In Carcosa, almost all of the identifiable tropes of D&D are gone, yet the essence remains. There are no dragons, demi-humans, magic-users, or magic items. There is little overlap in the bestiaries other than the oozes, slimes, molds, and jellies (which are cleverly recolored to fit the setting but otherwise pretty much the same).

The LotFP version of this book has a somewhat odd status. Originally, Carcosa was published as a supplement to the 1974 D&D rules. Though that was seen as presumptuous by some, it made the intended use of the book obvious, at least to someone who was familiar with OD&D and its supplements. Carcosa the saddle-stapled digest book was easily identifiable as the same sort of book as, for example, Supplement II: Blackmoor. This new release of Carcosa is not, in and of itself, identifiable in the same way, though it is still the same sort of book at its heart. This is not a problem for me, but may be for someone less familiar with the OSR community and OD&D in general.

I have organized my thoughts around the entries in the table of contents, which I arranged into several groups of related items and reordered. These groups represent the five different types of content in the book.


  • Sorcerous Rituals
  • Monster Descriptions
  • Carcosa Campaign Map

These sections are the most tightly bound to Carcosa the setting. The most impressive thing to me is how integrated all these different parts are. Most games separate these parts (think about the PHB, Monster Manual, and campaign setting split of most D&D products). For example, with every monster is a listing of relevant rituals. And many rituals require components which can only be gathered in specific locations (or must be performed in particular locations). I suppose you could steal a hex here, a ritual there, and a few monsters, but if you just pick and choose bits from these sections, you will not be taking advantage of these linkages. This is a template for how to put together a really engaging hexcrawl campaign. Make all the different categories of rules and setting interrelated. The way the pieces fit together, the whole is definitely greater than the parts.

I would love to see a reworking of the classic D&D magic system along similar lines. Take all the original spells, flavor them up, and then scatter the components required over the hex map. Up the power a bit so that they are more impressive, and also include elements like making spell X only functional at certain times or in certain places. I would be all over that.

  • Space Alien Technology
  • Technological Artifacts of the Great Race
  • Technological Artifacts of the Primordial Ones
  • Desert Lotus

Now we come to the toys. That is, things that PCs might play with. The Space Alien Technology functions, I imagine, much like the magic items function in other games (though obviously with a different flavor). There is a random generators in the back for Space Alien Armament also. The “technological artifacts” are likely to be rarer (like artifacts in D&D). You will notice that three of those four categories are the technology of higher-order beings, which highlights one of the main themes of Carcosa (and, in turn, of H. P. Lovecraft, one of Carcosa’s spiritual progenitors): the universe is a vast and unknown place which was not built for the comfort of humans.

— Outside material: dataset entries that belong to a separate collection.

PR #960, opened 2024-02-19
NO-JIRA: Add support to inject owner-ref argument to render command

rbaturov:
We need this change because we also want to use also non default values for the owner-ref like the value none.
  The work on [this PR depends](https://github.com/openshift/cluster-node-tuning-operator/pull/954) on these modifications to be merged.

### DIFF
--- a/hack/render-sync.sh
+++ b/hack/render-sync.sh
@@ -5,6 +5,14 @@ function join_by { local IFS="$1"; shift; echo "$*"; }
 
 function rendersync() {
   INPUT_DIRS=()
+  EXTRA_ARGS=()
+  if [[ "$1" =~ ^-.* ]]; then
+      while [[ "x$1" != "x--" ]]; do
+          EXTRA_ARGS+=("$1")
+          shift
+      done
+      shift
+  fi
   while (( $# > 1 )); do
     INPUT_DIRS+=("${WORKDIR}/test/e2e/performanceprofile/cluster-setup/$1")
     shift
@@ -18,7 +26,7 @@ function rendersync() {
   ARTIFACT_DIR=$(mktemp -d)
 
   cd "${WORKDIR}" || { echo "failed to change dir to ${WORKDIR}"; exit; }
-  _output/cluster-node-tuning-operator render \
+  _output/cluster-node-tuning-operator render ${EXTRA_ARGS[@]} \
   --asset-input-dir "${INPUT_DIRS}" \
   --asset-output-dir "${ARTIFACT_DIR}"
 


rbaturov:
@Tal-or @ffromani

ffromani:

Other than humans (the only option for PCs), there are three other major types of being. Space Aliens are about what you would expect from the name. The Great Race is something like Robert E. Howard’s Serpent Men. And Primordial Ones (also called the Old Ones) are incomprehensible, mostly disgusting, Cthuloid entities (many named creatures taken directly from the pages of H. P. Lovecraft). This forms a hierarchy of beings, with humans on the bottom rung, followed by Space Aliens and the Great Race (I’m unsure which of those should be considered more sophisticated or powerful), with the Old Ones at the top of the food chain. Humans don’t really have anything to their name, other than sorcery (which is really just borrowed from the Great Race).

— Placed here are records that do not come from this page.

PR #961, opened 2024-02-19
NO-JIRA: e2e:mixedcpus: check env variables of init process

Tal-or:
We had a bug (https://github.com/cri-o/cri-o/pull/7710) in CRI-O on which the Mixed-CPUs environment variables were injected to all processes but the init process.

The test has been modified to verify that the env variables are injected to the init process as well. From this point all child processes would inherit the Mixed-CPUs environment variables, unless removed explicitly, but we double check the child process anyway.

### DIFF
--- a/test/e2e/performanceprofile/functests/11_mixedcpus/mixedcpus.go
+++ b/test/e2e/performanceprofile/functests/11_mixedcpus/mixedcpus.go
@@ -13,6 +13,7 @@ import (
 
 	corev1 "k8s.io/api/core/v1"
 	"k8s.io/apimachinery/pkg/api/resource"
+	"k8s.io/client-go/kubernetes"
 	kubeletconfig "k8s.io/kubelet/config/v1beta1"
 	"k8s.io/utils/cpuset"
 	"k8s.io/utils/pointer"
@@ -46,6 +47,8 @@ const (
 	// smt alignment won't allow us to run the test pod with a single core, hence we should cancel it.
 	numberOfCoresThatRequiredCancelingSMTAlignment = 4
 	restartCooldownTime                            = 1 * time.Minute
+	isolatedCpusEnv                                = "OPENSHIFT_ISOLATED_CPUS"
+	sharedCpusEnv                                  = "OPENSHIFT_SHARED_CPUS"
 )
 
 var _ = Describe("Mixedcpus", Ordered, func() {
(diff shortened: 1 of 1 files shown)


test/e2e/performanceprofile/functests/11_mixedcpus/mixedcpus.go
```diff
@@ -457,3 +470,24 @@ func mustParse(cpus string) *cpuset.CPUSet {
 	Expect(err).ToNot(HaveOccurred(), "failed to parse cpuset; cpus=%q", cpus)
 	return &set
 }
+
+func fetchSharedCPUsFromEnv(c *kubernetes.Clientset, p *corev1.Pod, containerName string) *cpuset.CPUSet {
+	GinkgoHelper()
+	// we should check the environment variable under the init process (pid 1)
+	cmd := []string{
+		"/bin/cat",
+		"/proc/1/environ",
```
ffromani, line 479: nice idea. I was thinking about changing the base image to dump the env, but this is even better

ffromani (commented):
/lgtm

very nice idea

ffromani:
for my understanding, why we moved away from `BeEmpty()` ?

Tal-or:
> for my understanding, why we moved away from `BeEmpty()` ?

The variables we checked were `cpuset.CPU` struct. you cannot check `BeEmpty()` for struct (only for string, array, map, chan, or slice)
It was done by me hurry up :) 
My actually meaning was to use `IsEmpty()` implemented by the   `cpuset.CPU` struct

ffromani:
thanks, makes sense to me.
I would still add a better explanation around here: 

```
Expect(shared.IsEmpty()).ToNot(BeTrue())
```
because this is likely to generate not-so-helpful error message. I'd use something like

```
Expect(shared.IsEmpty()).ToNot(BeTrue(), "shared cpuset is empty")
```

Tal-or:
> thanks, makes sense to me. I would still add a better explanation around here:
> 
> ```
> Expect(shared.IsEmpty()).ToNot(BeTrue())
> ```
> 
> because this is likely to generate not-so-helpful error message. I'd use something like
> 
> ```
> Expect(shared.IsEmpty()).ToNot(BeTrue(), "shared cpuset is empty")
> ```

Np will update in the close hour

yanirq:
/label acknowledge-critical-fixes-only label
very low risk - not affecting payload

yanirq:

very low risk - not affecting payload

All of these are well-crafted and evocative, and could easily be dropped into any game, or inspire your own artifacts.

Fungoid Gardens of the Bone Sorcerer

This is an intro module. It also functions as a nice template for how to detail a village without going overboard. Paired with a nice, quick method of randomly generating a village layout (think something like Vornheim), and some practice using such a system on the fly (I’m still getting there), I think this is all you need.

The module is a single 10 mile hex blown up into sub-hexes of 704 yards and includes a number of mini-encounters, adventure hooks, and one small dungeon. I wonder how many such hexes Geoffrey has detailed for his own campaign?

Random generators

  • Spawn of Shub-Niggurath
  • Space Alien Armament
  • Random Robot Generator
  • Mutations

This is the most setting-agnostic part of the book, and all of these random generators are easily repurposed, even for games with less gonzo flair. Mutations could be used to add flavor to NPCs, or as the result of a botched spell. The random robot generator is also a random golem (or automaton) generator in clever disguise. The Spawn generator cranks out minor (though still dangerous) Cthuloid entities.

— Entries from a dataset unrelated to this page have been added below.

PR #964, opened 2024-02-21
NO-JIRA: Add positive tests with ginkgo timeout

swatisehgal:
Since ginkgo default timeout was updated from 24h to 1hr we add additional tests to ensure that the tests are executed taking ginkgo timeout into account and condering the values specified for LATENCY_TEST_RUNTIME and LATENCY_TEST_DELAY by the user.

### DIFF
--- a/test/e2e/performanceprofile/functests/5_latency_testing/latency_testing.go
+++ b/test/e2e/performanceprofile/functests/5_latency_testing/latency_testing.go
@@ -231,8 +231,8 @@ func getValidValuesTests(toolToTest string) []latencyTest {
 
 	successRuntime := "30"
 	// Using a timeout value such that ginkgo timeout > runtime + latency to ensure successfull runs
-	successGinkgoTimeout := "400s"
-	testSet = append(testSet, latencyTest{testDelay: "200", testRuntime: successRuntime, testMaxLatency: untunedLatencyThreshold, testCpus: "4", outputMsgs: []string{success}, toolToTest: toolToTest, ginkgoTimeout: successGinkgoTimeout})
+	successGinkgoTimeout := "200s"
+	testSet = append(testSet, latencyTest{testDelay: "140", testRuntime: successRuntime, testMaxLatency: untunedLatencyThreshold, testCpus: "4", outputMsgs: []string{success}, toolToTest: toolToTest, ginkgoTimeout: successGinkgoTimeout})
 	testSet = append(testSet, latencyTest{testDelay: "0", testRuntime: successRuntime, testMaxLatency: untunedLatencyThreshold, testCpus: "4", outputMsgs: []string{success}, toolToTest: toolToTest, ginkgoTimeout: successGinkgoTimeout})
 	testSet = append(testSet, latencyTest{testDelay: "0", testRuntime: successRuntime, testMaxLatency: untunedLatencyThreshold, testCpus: "6", outputMsgs: []string{success}, toolToTest: toolToTest, ginkgoTimeout: successGinkgoTimeout})
 	testSet = append(testSet, latencyTest{testDelay: "1", testRuntime: successRuntime, testMaxLatency: untunedLatencyThreshold, outputMsgs: []string{success}, toolToTest: toolToTest, ginkgoTimeout: successGinkgoTimeout})
--- a/test/e2e/performanceprofile/functests/5_latency_testing/latency_testing.go
+++ b/test/e2e/performanceprofile/functests/5_latency_testing/latency_testing.go
@@ -88,15 +88,26 @@ type latencyTest struct {
 	testCpus              string
 	outputMsgs            []string
 	toolToTest            string
+	ginkgoTimeout         string
 }
 
 var _ = DescribeTable("Test latency measurement tools tests", func(testGroup []latencyTest, isPositiveTest bool) {
 	format.MaxLength = 0
+	var output []byte
+	var err error
 	for _, test := range testGroup {
 		clearEnv()
 		testDescription := setEnvAndGetDescription(test)
 		By(testDescription)
-		output, err := exec.Command(testExecutablePath, "-ginkgo.v", "-ginkgo.focus", test.toolToTest).Output()
+
+		if isPositiveTest {
+			// We only override ginkgo default value for positive tests
+			output, err = exec.Command(testExecutablePath, "-ginkgo.v", "-ginkgo.focus", test.toolToTest, "-ginkgo.timeout", test.ginkgoTimeout).Output()
+		} else {
+			// default ginkgo timeout value for negative tests
+			output, err = exec.Command(testExecutablePath, "-ginkgo.v", "-ginkgo.focus", test.toolToTest).Output()
+		}
+
 		if err != nil {
 			//we don't log Error level here because the test might be a negative check
 			testlog.Info(err.Error())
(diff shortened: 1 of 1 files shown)


ffromani (commented):
LGTM besides an inline question. I have limited experience here, so I'll leave the final approval to @shajmakh

test/e2e/performanceprofile/functests/5_latency_testing/latency_testing.go
```diff
@@ -88,6 +88,7 @@ type latencyTest struct {
 	testCpus              string
 	outputMsgs            []string
 	toolToTest            string
+	ginkgoTimeout         string
```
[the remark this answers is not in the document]
swatisehgal: In real world when the user runs latency tests, if the field is not set it defaults to ginkgo timeout which is now 1 hr. The positive tests should run and pass as expected but I was trying to be more explicit here with the timeout value. The next step would be to add similar negative tests where ginkgo.timeout < LATENCY_TEST_RUNTIME where this field will be necessary.

test/e2e/performanceprofile/functests/5_latency_testing/latency_testing.go
```diff
@@ -96,7 +97,8 @@ var _ = DescribeTable("Test latency measurement tools tests", func(testGroup []l
 		clearEnv()
 		testDescription := setEnvAndGetDescription(test)
 		By(testDescription)
-		output, err := exec.Command(testExecutablePath, "-ginkgo.v", "-ginkgo.focus", test.toolToTest).Output()
+		output, err := exec.Command(testExecutablePath, "-ginkgo.v", "-ginkgo.focus", test.toolToTest, "-ginkgo.timeout", test.ginkgoTimeout).Output()
```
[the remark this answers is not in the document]
swatisehgal: Nope, not incorrect, just more explicit.

test/e2e/performanceprofile/functests/5_latency_testing/latency_testing.go
```diff
@@ -224,8 +224,8 @@ func getValidValuesTests(toolToTest string) []latencyTest {
 
 	successRuntime := "30"
 	// Using a timeout value such that ginkgo timeout > runtime + latency to ensure successfull runs
-	successGinkgoTimeout := "400s"
-	testSet = append(testSet, latencyTest{testDelay: "200", testRuntime: successRuntime, testMaxLatency: untunedLatencyThreshold, testCpus: "4", outputMsgs: []string{success}, toolToTest: toolToTest, ginkgoTimeout: successGinkgoTimeout})
+	successGinkgoTimeout := "200s"
+	testSet = append(testSet, latencyTest{testDelay: "20", testRuntime: successRuntime, testMaxLatency: untunedLatencyThreshold, testCpus: "4", outputMsgs: []string{success}, toolToTest: toolToTest, ginkgoTimeout: successGinkgoTimeout})
```
shajmakh, line 228: I believe we should keep one test with 200 seconds of delay, because we had a bug earlier that failed to run the tests with more than 120s seconds:
https://issues.redhat.com/browse/OCPBUGS-5219 
maybe you can reduce it a bit but better to keep it above 120s.

test/e2e/performanceprofile/functests/5_latency_testing/latency_testing.go
```diff
@@ -154,6 +156,9 @@ var _ = DescribeTable("Test latency measurement tools tests", func(testGroup []l
 	Entry("[test_id:42853] Oslat - Verify that the latency tool test should print an expected error message when passing invalid environment variables values", getNegativeTests(oslat), negativeTesting),
 	Entry("[test_id:42115] Cyclictest - Verify that the tool is working properly with valid environment variables values", getValidValuesTests(cyclictest), positiveTesting),
 	Entry("[test_id:42852] Cyclictest - Verify that the latency tool test should print an expected error message when passing invalid environment variables values", getNegativeTests(cyclictest), negativeTesting),
+	Entry("[test_id:xxxxx] Oslat - Verify that the tool is working properly when latency test runtime < ginkgo timeout", getValidValuesTests(oslat), positiveTesting),
+	Entry("[test_id:xxxxx] Cyclictest - Verify that the tool is working properly when latency test runtime < ginkgo timeout", getValidValuesTests(cyclictest), positiveTesting),
+	Entry("[test_id:xxxxx] Hwlatdetect - Verify that the tool is working properly when latency test runtime < ginkgo timeout", getValidValuesTests(hwlatdetect), positiveTesting),
```
shajmakh, line 161: this way we are running same test sets twice (positiveTesting for the three tools are called twice for each tool). I believe it is simply enough to keep the ginkgo.timeout appended by default to each test in the positive set, and the current positive entries will cover that.

swatisehgal: Please take a look at the most recent changes to confirm that I understand this comment correctly and have addressed it properly.

test/e2e/performanceprofile/functests/5_latency_testing/latency_testing.go
```diff
@@ -254,34 +259,34 @@ func getNegativeTests(toolToTest string) []latencyTest {
 		latencyFailureMsg = hwlatdetectFail
 	}
 
-	testSet = append(testSet, latencyTest{testDelay: "0", testRuntime: "5", testMaxLatency: "1", outputMsgs: []string{latencyFailureMsg, fail}, toolToTest: toolToTest})
```
shajmakh, line 257: adding ginkgo.timeout value to the negative sets looks risky. The goal of these tests is to test that the latency tests fail on the expected reason. If for any reason a negative test failed for timing out because of ginkgo 10s timeout, this will not give us any clue on whether the check passed or not. 
implementing a negative test for the original bug should be written a bit differently than the positive. for now, what I'd go with is running negative tests with default ginkgo.timeout. let me know what you think.

swatisehgal: Thanks for the feedback and apologies for the delay in getting back to this. I think your suggestion makes sense. My intention was to keep the ginkgo timeout high enough compared to the runtime to not interfere with the original intent of the test I will update now so that the negative tests are executed with the default ginkgo timeout.

test/e2e/performanceprofile/functests/5_latency_testing/latency_testing.go
```diff
@@ -218,31 +230,33 @@ func getValidValuesTests(toolToTest string) []latencyTest {
...
-	testSet = append(testSet, latencyTest{testDelay: "0", testRuntime: successRuntime, testMaxLatency: untunedLatencyThreshold, testCpus: "4", outputMsgs: []string{success}, toolToTest: toolToTest})
-	testSet = append(testSet, latencyTest{testDelay: "0", testRuntime: successRuntime, testMaxLatency: untunedLatencyThreshold, testCpus: "6", outputMsgs: []string{success}, toolToTest: toolToTest})
-	testSet = append(testSet, latencyTest{testDelay: "1", testRuntime: successRuntime, testMaxLatency: untunedLatencyThreshold, outputMsgs: []string{success}, toolToTest: toolToTest})
-	testSet = append(testSet, latencyTest{testDelay: "60", testRuntime: successRuntime, testMaxLatency: untunedLatencyThreshold, outputMsgs: []string{success}, toolToTest: toolToTest})
-	testSet = append(testSet, latencyTest{testRuntime: "2", testCpus: "5", testMaxLatency: untunedLatencyThreshold, outputMsgs: []string{skip, skipOddCpuNumber}, toolToTest: toolToTest})
+	// Using a timeout value such that ginkgo timeout > runtime + latency to ensure successfull runs
```
shajmakh, line 233: " runtime + latency" better to be " runtime + delay" , but no need to resubmit

shajmakh (approved):
Thank you for addressing this.
/lgtm

test/e2e/performanceprofile/functests/5_latency_testing/latency_testing.go
swatisehgal: Ah yeah, can fix it in conjunction with a future PR.

ffromani:

test fixes are beneficial for the CI signal quality and stability which in turn drives the quality of the product

yanirq:
/retitle NO-JIRA: Add positive tests with ginkgo timeout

These parts of the book are very strong, and should be useful to every old school ref. One can’t have too many random monster generators (at least, I am far from my saturation point).

New rules

  • Characters
  • Dice Conventions

At first I felt like the sorcerer class was superfluous. My concern was not originally about balance (the sorcerer might be fighter+, but that comes at the cost of slower advancement). Here is Geoffrey’s explanation for why the Sorcerer is a separate class:

I imagine Sorcerers as men who had to spend 10+ years learning the intricacies of the esoteric language of the lost Snake-Men, and twisting their minds in such a way as to be able to comprehend and effectively perform sorcerous rituals. (Consequently, I can’t imagine any Sorcerers under the age of 30.) Being able to do this is a lifetime commitment. There are no dilettante Sorcerers. Nobody could ever say, “I’m not a Sorcerer, but I’m going to spend the weekend learning how to conjure and bind the Inexpressible Presence of Night.”

And that makes sense to me. It would have been nice if he had said as much in the book. I would probably differentiate the sorcerer a little more, just to emphasize that very difference (a different hit die would work, but for the dice conventions). Also, if sorcerers have spent 10+ years mastering the intricacies of sorcery on such a primitive world, why do they get the same base attack bonus as fighters? I would probably cut that in half, or go the LotFP route and have sorcerers never get better at fighting. The game would also function if you imported any classic set of classes, and allowed anyone to perform rituals given the proper components and configuration, though the feel would change slightly.

I think the dice conventions are important, though they are likely to seem very foreign to many readers. They show the level to which D&D can be hacked and still maintain integrity. I believe a similar idea was originally introduced with either Arduin or Tekumel (I haven’t read either yet, but vaguely recall someone mentioning that on a forum). Personally, I don’t think I would like to re-roll hit dice (and with variable dice type to boot) for every combat, but the idea of re-rolling hit dice per-level or per-session is intriguing. And it means that you might catch Cthulu on an off day (though one might argue the same thing could be achieved with less overhead by just rolling hit dice, as you could still roll all ones). I think there may be a typo in the dice conventions table lookup example. A minor issue, but still unfortunate given that I can see this section being confusing to some.


This is a fantastic book, and a fantastic toolbox for classic D&D. It is perhaps the most aesthetically attractive book in my RPG collection. Oh, and did I mention the art? It is wonderful. All by Rich Longmore. I like the unity. This is art direction done well. Like the Planescape of Tony DiTerlizzi (which is a setting that I have come to not particularly care for, though I still adore it for the art). I didn’t expect this, but I find myself wanting to run Carcosa out of the book, no house rules, completely on its own merits (I had planned on just using it as a toolbox).